What you have to do: Return the lines below in which the string "behavior" occurs.

Provided records:
PR #3789, opened 2015-07-12
Don't flush output buffers for tests

GawainLynch:
This restores our unit tests to a full 100% pass with a green light!


bobdenotter:
Whoop!

PR #3792, opened 2015-07-13
Send "New Bolt site" e-mail upon first user creation only

fabschurt:
Currently in `2.2`, the **New Bolt website** e-mail is sent to any new user that gets created in the backend. This message should only be sent to the root account e-mail address upon first user creation, as it's just a confirmation that the `mailer` service is working correctly, which normal users don't care about, and don't really have to know about.

What's more is that the Twig template used for generating the message content doesn't use translation, and I don't really feel like explaining to my French-speaking clients why they're receiving unintelligible e-mails in English when I create their account in the backend :sweat_smile:

I'm pull requesting this against `release/2.2` as I consider this behavior a bug.

As far as I can tell, the problem is solved in `master`.

### DIFF
--- a/src/Controllers/Backend.php
+++ b/src/Controllers/Backend.php
@@ -1422,28 +1422,30 @@ class Backend implements ControllerProviderInterface
             } else {
                 $app['logger.system']->info(Trans::__('page.edit-users.log.user-added', array('%user%' => $user['displayname'])), array('event' => 'security'));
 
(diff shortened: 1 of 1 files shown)


GawainLynch:
It is that damn :koala: again!

fabschurt:
I knew that :koala: couldn't be trusted!

PR #4016, opened 2015-08-25
Move swiftmailer to its own service provider

CarsonF:


GawainLynch:
Someone had to finally do it! :+1:

Issue #3466, opened 2015-04-30
Can't update non published entries


pygillier:
When I try to update an entry (default content-type) which is in draft state, the updates can't be saved.

After checking and debugging, it seems to be related to endpoint.

In file src/Storage.php, line 1245: check is done on status & endpoint : status is unset and $app['end'] is set to async. So, the condition will validate and set status in query to "status = published".

So, no object will be returned and update will fail.

Tested on 2.1.8 and it seems to be linked to this commit : cfbb0ec9d51563bf3a117acf98d395be61b71b54

bobdenotter:
@pygillier Looking at it, i think you're right. Expect a fix soon.

bobdenotter:
Fix can be found here: #3467

pygillier:
Hi, 

is there a ETA on releasing this patch ? ATM, I can't use my instance because of this bug.

fabschurt:
This problem is still present in `v2.2.4`. I doubt that 0037c11 or 85fe99c are related to this problem at all (even though I concede that I'm having a hard time figuring out the big picture here). All I know is that if I revert cfbb0ec, it solves the problem.

I'm kind of puzzled by cfbb0ec. Its title reads **Make sure we set the status correctly for 'async' requests.**, so I'd expect the commit to fix a problem related to the `async` end, but AFAIK it introduces a bug instead. Moreover, is there actually a point in forcing the `published` status criteria for other ends than `frontend`?

bobdenotter:
Hi,

I assumed this was fixed. I installed a fresh new Bolt 2.2.4 to try it, and I can't reproduce this behaviour. This is what I did: 

![screenshot_2015-07-21_19_51_25](https://cloud.githubusercontent.com/assets/1833361/8808351/602ce4f4-2fe2-11e5-9dfa-123de51a5c4a.png)

![screenshot_2015-07-21_19_51_43](https://cloud.githubusercontent.com/assets/1833361/8808354/63f5a364-2fe2-11e5-867e-15f84ad079e0.png)

![screenshot_2015-07-21_19_51_55](https://cloud.githubusercontent.com/assets/1833361/8808355/66f1e1fe-2fe2-11e5-9b91-d25dafc8becf.png)

Are you sure it's not working for you? If so, could you give me more details on how to reproduce it exactly? :-)

fabschurt:
[...]

PR #4024, opened 2015-08-26
Fix record retrieval for ownership checking

fabschurt:
The missing parameter was preventing `Bolt\Storage::getContent()` to bypass the forced `published` status for retrieved records.

I've seen this "trick" being used in `Bolt\Controllers\Backend` for example.

Please see #3466 for the full discussion.


bobdenotter:
Ah, right!! Good catch, @fabschurt :+1:

bobdenotter:
Green lights, merging in!

PR #4026, opened 2015-08-28
[2.2] Fix changelog single item links

### LINKED ISSUE #4009: Changelog 'next' & 'previous' buttons don't work as expected in Bolt 2.2.x
when trying to navigate between changelog entries, the behavior they got was unexpected.
Essentially, when they try to use the next & previous buttons to navigate, Bolt redirect them to the page with all the changelog entries rather than showing the next or previous change.
After talking to @GawainLynch, my understanding is that this has been solved in 2.3 but not back ported to 2.2.x

GawainLynch:
Fixes #4009


bobdenotter:
Whoop! :+1:

PR #4040, opened 2015-09-01
Nut vs PHPUnit

GawainLynch:


CarsonF:
Shouldnt the color format be closed/reset on that echo timings line?

GawainLynch:
Hmm… Only a problem if you're echoing more on that buffer… But yeah.

GawainLynch:
Both updated

bobdenotter:
Whoop!

PR #4049, opened 2015-09-04
[I18N] Fix for quotes in JS messages

pygillier:
Fix for JS in extensions page. When in french, messages are broken because of quotes.


GawainLynch:
I love the irony of an error message causing an error :grin:

pygillier:
Yay :grin:

PR #4053, opened 2015-09-04
[RFC] Change used date-time format to a more i18n-friendly format

fabschurt:
Hey folks,

I don't consider this a bug or an improvement, it's just some proposed changes.

Basically, the `%b %e, %H:%M` date-time format is used throughout the backend. The "problem" is that it puts the month number before the day number, which is not the way to go in French for example, as we normally put the day number before the month number. I personally don't mind this so much, but I can see how this can be a problem for some of my picky clients.

So I propose to use the `%c` format instead, even though I know it's not ideal, because it's a bit verbose, but it's the only _l10n-friendly_ format available for `strftime()`.

What do you think?

### DIFF
--- a/app/view/twig/editcontent/_aside-status.twig
+++ b/app/view/twig/editcontent/_aside-status.twig
@@ -10,7 +10,7 @@
 
 <p class="lastsaved">
     {% if context.content.id is not empty %}
-    {{ __('Saved on:') }} <strong>{{ context.content.datechanged|localdate("%b %e, %H:%M") }}</strong>
+    {{ __('Saved on:') }} <strong>{{ context.content.datechanged|localdate("%c") }}</strong>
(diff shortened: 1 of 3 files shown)


GawainLynch:
@fabschurt I have tagged this as RFC and am going to absolutely defer to @bobdenotter (or anyone that isn't me) on this.

Basically, I get where you are going and I am nuts about ordering these things, but I totally suck at UI/UX. Bob's back on Monday and we can all nag him then :grin:

fabschurt:
Nice! :sunglasses:

rarila:
… and I'm probably back on wednesday ;-)

bobdenotter:
Looks good to me! The main advantage is that `%c` formats according to the locale. Whatever we set ourselves will be wrong for a number of locales.

bobdenotter:
I'll cherry-pick into 2.2.x, too.

PR #4068, opened 2015-09-08
Improvements to "install extension" screen.

### LINKED ISSUE #3981: [RFC] How to handle extensions with a lot of releases.
For extensions that have a bunch of releases, the list gets quite long.. 

screen shot 2015-08-17 at 16 00 36

How should we handle this? If it were up to me, I'd like to show just one button for the latest release, and a link to show "all other" releases. My gut feeling tells me, 99% of the time people should want to install the latest stable version of an extension.

### LINKED ISSUE #4067: Extensions installer: Clicking "versions" once, triggers the request twice, making it take twice as long.
See screenshot: 

screen_shot_2015-09-08_at_18_03_08

bobdenotter:
- Moved 'install new extension' to the top
- Cleaned up error messages (simpler and hopefully more robust)
- Less ajaxy requests for "Versions" (fixes #4067)
- Shows only "Latest stable release" by default, option for the other version (Fixes #3981)


GawainLynch:
This breaks exception handling:
screenshot from 2015-09-09 03-30-12

GawainLynch:
@bobdenotter a very simple test is to edit `src/Composer/Action/InstallPackage.php` and on line 106 add `throw new \Exception('Oh noes require me!');`

bobdenotter:
> This breaks exception handling:

The real culprit is the `<link>` that's added, but this PR neither causes nor fixes that. I added that try/catch **_because_** of this. Without it, it silently fails with just an error in the console. 

See this screenshot of what happens in `master`: 

screenshot_2015-09-09_08_09_52

As far as I can tell, exception handling was already broken. This PR just makes it more visible, and gives the user feedback, without failing silently.

GawainLynch:
OK… we'll pick on @CarsonF about the other one then!

GawainLynch:
OK, other thing fixed in #4071

PR #4071, opened 2015-09-09
Check the request for isXmlHttpRequest() in SnippetListener

### LINKED ISSUE #4070: [master] Some async routes still adding base snippets
This should have been fixed in #4039 but as noticed when testing #4068 we're still getting problems.

See the end of the trace (which is being sent in JSON so something knows we're on an AJAX route):
screenshot from 2015-09-09 03-30-12

@CarsonF any further ideas on putting a nail in this coffin permanently?

GawainLynch:
Fixes #4070


bobdenotter:
Huzzah!

PR #4403, opened 2015-11-07
Don't break if Jquery is not present.

bobdenotter:
Ideally, we'll make this script "vanilla", so it doesn't require jquery at all. Until that time, this will have to do. At least it doesn't break when JQuery isn't present.


GawainLynch:
@bobdenotter didn't I tell you to put up a :koala: detector! :stuck_out_tongue_winking_eye:

PR #4404, opened 2015-11-08
Welcome jQuery UI Widgets to Bolt!

rarila:
With this PR I like to introduce jQuery UI Widgets to Bolt.

They offer nicer interfaces, better decoupling and overall a nicer experience in working with them. Especially having instances bound directy to DOM nodes makes things easy and intuitive as you can directly interact with them without the need of juggling keys or ids. Also things should be faster as references to elements can be held inside the instance instead of excecuting selectors over and over. Data structures can allso be held inside (e.g. listingpart hold a array of selected ids instead recalculating them everytime they are needed)

A few simple sample usages:
```javascript
$(foo).bar(); // Initialize all elements of the collection to be a bar widget
$(foo).bar('set', 'value'); // Invoke a method on bar widget
$(':bolt-bar').each(…); // Find all bar widgets and do something with them
```
Sofar all ``buic`` elements are moved to be widgets:

- ``checkbox``
- ``listing`` and ``listingpart``
- ``moment``
- ``progress``
- ``select``

While at it, ``checkbox`` is now valid html and a label can be added right of it.

An open question is namespacing. jQuery Widgets allow only one level of namespacing. So at the moment all live in the ``bolt`` namespace. The namespace is not even used, when invoking them (see first two samples above). Question is, should they in any way prefixed with something like ``buic``, ``field`` (I don't know at the moment if uppercase or underscore is possible, e.g. ``fieldFilelist``, or ``field_filelist``) or if there should be multiple namespaces ``boltbuic``, ``boltfield``, … polluting the global namespace or if it isn't needed at all and you simply have to know what ``listing`` or ``text`` is …


rarila:
Just did some investigation: camelcase is possible so something like ``bolt.fieldFilelist`` and ``bolt.buicCheckbox`` looks good to me. This also lowers the possibilty to have conflicts with other external widgets (we already use ``select2()`` and have ``select()`` in this PR)

bobdenotter:
:+1:

PR #4408, opened 2015-11-09
Fix environment view sync for all install types

### LINKED ISSUE #4386: Environment.php tries to sync unexisting folders and throws an error.
calling to @GawainLynch  :leaves: 

I assume this code tries to sync my `root\app\view\*` folders with `root\web\app\view\*`
```php
    // \Bolt\Configuration\Environment::syncViewDirectory
    protected function syncViewDirectory($dir)    {
        //...
        $source = $this->srcRoot . '/app/view/' . $dir; 
        $target = $this->webRoot . '/app/view/' . $dir;
        //...
        $this->filesystem->mirror($source, $target, null, ['override' => true, 'delete' => true]);
        //...
    }
```
So.. points are:
1. in my setup there's no `root\app\view` folder. I've got one in `root\vendor\bolt\bolt\app\view`. 
2. all bolt assets are layed in root\web\bolt-public. So it's strange check.

So working if i turn `syncViewDirectory` off, otherwise :skull: **it dies** with an error in `\Symfony\Component\Filesystem\Filesystem::mirror`

GawainLynch:
This PR fixes #4386 by introducing a `view` path into `ResourceManager`, so we now properly sync both composer-install and multi-site set ups back-end assets on a version change. 

Side note… What this fixes bit me when I set up a Composer install to test this. Starting with a 2.2 install,  then updating that to a master via composer leaves 2.2 `lib.min.js` where in 2.3 `lib.js` is needed.

So thank you @Boorj for nagging me, and @rossriley for his suggested approach.

### DIFF
--- a/src/Composer/BootstrapGenerator.php
+++ b/src/Composer/BootstrapGenerator.php
@@ -11,7 +11,7 @@ class BootstrapGenerator
 {
     public $templateStart = <<<'EOD'
 <?php
-require_once "%s";
+require_once '%s';
 $configuration = new Bolt\Configuration\Composer(%s);
 
 EOD;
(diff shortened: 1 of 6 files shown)


bobdenotter:
Green lights across the board!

Solution below:
I'm pull requesting this against `release/2.2` as I consider this behavior a bug.
when trying to navigate between changelog entries, the behavior they got was unexpected.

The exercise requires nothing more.